Editor prepares for life beyond high school.
There is a phrase that rattles the rickety bridge that connects between the time capsule of life so far–my room–nestled in the comforts of my parents’ home and the 15 ft x 15 ft dorm room in which I will be squeezing all essentials. The phrase: “I’m an adult.”
For parents this is a phrase from the depths of hell. It is an end-all to arguments about spending the night at boyfriends’ houses, being out past 1:30 a.m. and skipping school on a Friday.
For teenagers it is the end to the coming-of-age story called high school. It’s the realization that soon they’ll be on their own and they will have to make choices for themselves like picking between spending $10 for lunch at Starbucks or Bread Company.
For me, it’s the frustration of being kicked out of the school library for “playing on my phone” when really I was reading the news on my CNN app. It’s the knowing I’ll be five hours away from my parents next year and I’ll have to walk six blocks between classes freezing my butt off with no mom to come pick me up.
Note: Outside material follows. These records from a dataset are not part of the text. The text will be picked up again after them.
PR #677, opened 2019-02-03
Time DTS without seconds

LegitDongo:
## Description
Time DTS without seconds
In the case of hours being available, it will show hours as well as minutes
Includes documentation update

This was a frequently asked for feature

## Type of Change

## Motivation and Context
Frequently requested.
Some people don't like the seconds on the end
It also makes PA compatible with other tools

## How Has This Been Tested?
Locally, Windows 10

## Wiki Update

### DIFF
--- a/PokeAlarm/Events/EggEvent.py
+++ b/PokeAlarm/Events/EggEvent.py
@@ -79,6 +79,14 @@ class EggEvent(BaseEvent):
             '12h_raid_end': raid_end_time[1],
             '24h_raid_end': raid_end_time[2],
 
+            # Time Remaining Without Seconds
+            'hatch_time_left_minutes': hatch_time[3],
+            '12h_hatch_time_minutes': hatch_time[4],
+            '24h_hatch_time_minutes': hatch_time[5],
+            'raid_time_left_minutes': raid_end_time[3],
+            '12h_raid_end_minutes': raid_end_time[4],
+            '24h_raid_end_minutes': raid_end_time[5],
+
             # Location
             'lat': self.lat,
             'lng': self.lng,
--- a/PokeAlarm/Events/EggEvent.py
+++ b/PokeAlarm/Events/EggEvent.py
@@ -71,21 +71,27 @@ class EggEvent(BaseEvent):
             # Identification
             'gym_id': self.gym_id,
 
-            # Time Remaining
+            # Hatch Time Remaining
             'hatch_time_left': hatch_time[0],
             '12h_hatch_time': hatch_time[1],
             '24h_hatch_time': hatch_time[2],
+            'hatch_time_no_secs': hatch_time[3],
+            '12h_hatch_time_no_secs': hatch_time[4],
+            '24h_hatch_time_no_secs': hatch_time[5],
+            'hatch_time_raw_hours': hatch_time[6],
+            'hatch_time_raw_minutes': hatch_time[7],
+            'hatch_time_raw_seconds': hatch_time[8],
+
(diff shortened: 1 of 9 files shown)


PokeAlarm/Utils.py
```diff
@@ -481,7 +481,15 @@ def get_time_as_str(t, timezone=None):
...
     time_24 = disappear_time.strftime("%H:%M:%S")
-    return time_left, time_12, time_24
+
+    # Get the same as above but without seconds
+    time_left_minutes = "%dm" % m if h == 0 else "%dh %dm" % (h, m)
+    time_12_minutes = disappear_time.strftime("%I:%M") \
+        + disappear_time.strftime("%p").lower()
+    time_24_minutes = disappear_time.strftime("%H:%M")
+
+    return time_left, time_12, time_24, \
```
kvangent:
```suggestion
    return time, time_12h, time_24h, \
```

PokeAlarm/Utils.py
```diff
@@ -481,7 +481,15 @@ def get_time_as_str(t, timezone=None):
...
+        time_left_minutes, time_12_minutes, time_24_minutes
```
kvangent: v
```suggestion
        time_no_sec, time_12h_no_sec, time_24h_no_sec
```

docs/configuration/events/egg-events.rst
```diff
@@ -75,16 +75,22 @@ geofence            Geofence around the event.
...
+======================= ===============================================================
+DTS                     Description
+======================= ===============================================================
+hatch_time_left         Time remaining until the egg hatches.
+12h_hatch_time          Time when the egg will hatch, formatted in 12h.
+24h_hatch_time          Time when the egg will hatch, formatted in 24h.
+raid_time_left          Time remaining until the raid ends.
+12h_raid_end            Time when the raid ends, formatted in 12h.
+24h_raid_end            Time when the raid ends, formatted in 24h.
+hatch_time_left_minutes Time remaining until the egg hatches without seconds.
```
kvangent: Maybe we should update these more explicitly? (formatted h?:mm:ss) vs (formatting h?:mm)

PokeAlarm/Events/EggEvent.py
```diff
@@ -79,6 +79,14 @@ def generate_dts(self, locale, timezone, units):
             '12h_raid_end': raid_end_time[1],
             '24h_raid_end': raid_end_time[2],
 
+            # Time Remaining Without Seconds
```
kvangent: Separating on seconds/no_seconds seems weird, maybe separate on hatch_time, raid_end_time instead?

PokeAlarm/Events/EggEvent.py
```diff
@@ -79,6 +79,14 @@ def generate_dts(self, locale, timezone, units):
...
+            'hatch_time_left_minutes': hatch_time[3],
```
kvangent: I don't like minutes, because it implies that the other doesn't have minutes. How about `hatch_time_no_secs`?

kvangent (changes requested):

kvangent:
@LegitDongo Can we address feedback and get this merged?

docs/configuration/events/egg-events.rst
LegitDongo: I'm thinking of adding an example column so that it's defined a little more explicitly

kvangent (dismissed):

kvangent (approved):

I don’t necessarily feel like an adult now that I have turned 18 back in January, but I feel like I should be treated differently. I think it’s the same for most high school juniors and seniors.
We have made one of the biggest decisions in our lives: picking a college. So we feel, having made one of the biggest decisions in our lives, that we are entitled to more respect.
It’s not just senioritis; it’s the innate, instinctive feeling that 18 means adult.
I was raised all my life to make my own choices starting with the smallest things, like choosing and ordering my own food off a menu and making the decision to stay up all night at sleepovers in middle school.
Since all through my life I was granted the liberty to choose my classes and direction, it seems weird that I still have to ask, “May I use the restroom?” and sometimes be told, “No.”
In six months, I’ll be living in Chicago by myself with no one I know. I will officially be an adult even though I am the same 18-year-old I was in high school.
So when do we actually make the magical transformation from teenager to adult? Is it the feeling you get when you can get a tattoo without your parents permission? Or is it the loneliness of being independent at college with no mom and dad?
It is a hard transition between high school and the real world. There are some of us who are not ready to flee the nest and others, like me, who are ready to be in that 15 ft x 15 ft dorm room.
I know I cannot speed up or slow down the time between now and September and I can’t argue with my parents or the librarian because I still live in their world. I have to accept it and take it all in because next year when I’m walking from Wabash to Michigan Ave. in a five degree wind chill my mom won’t be able to pick me up.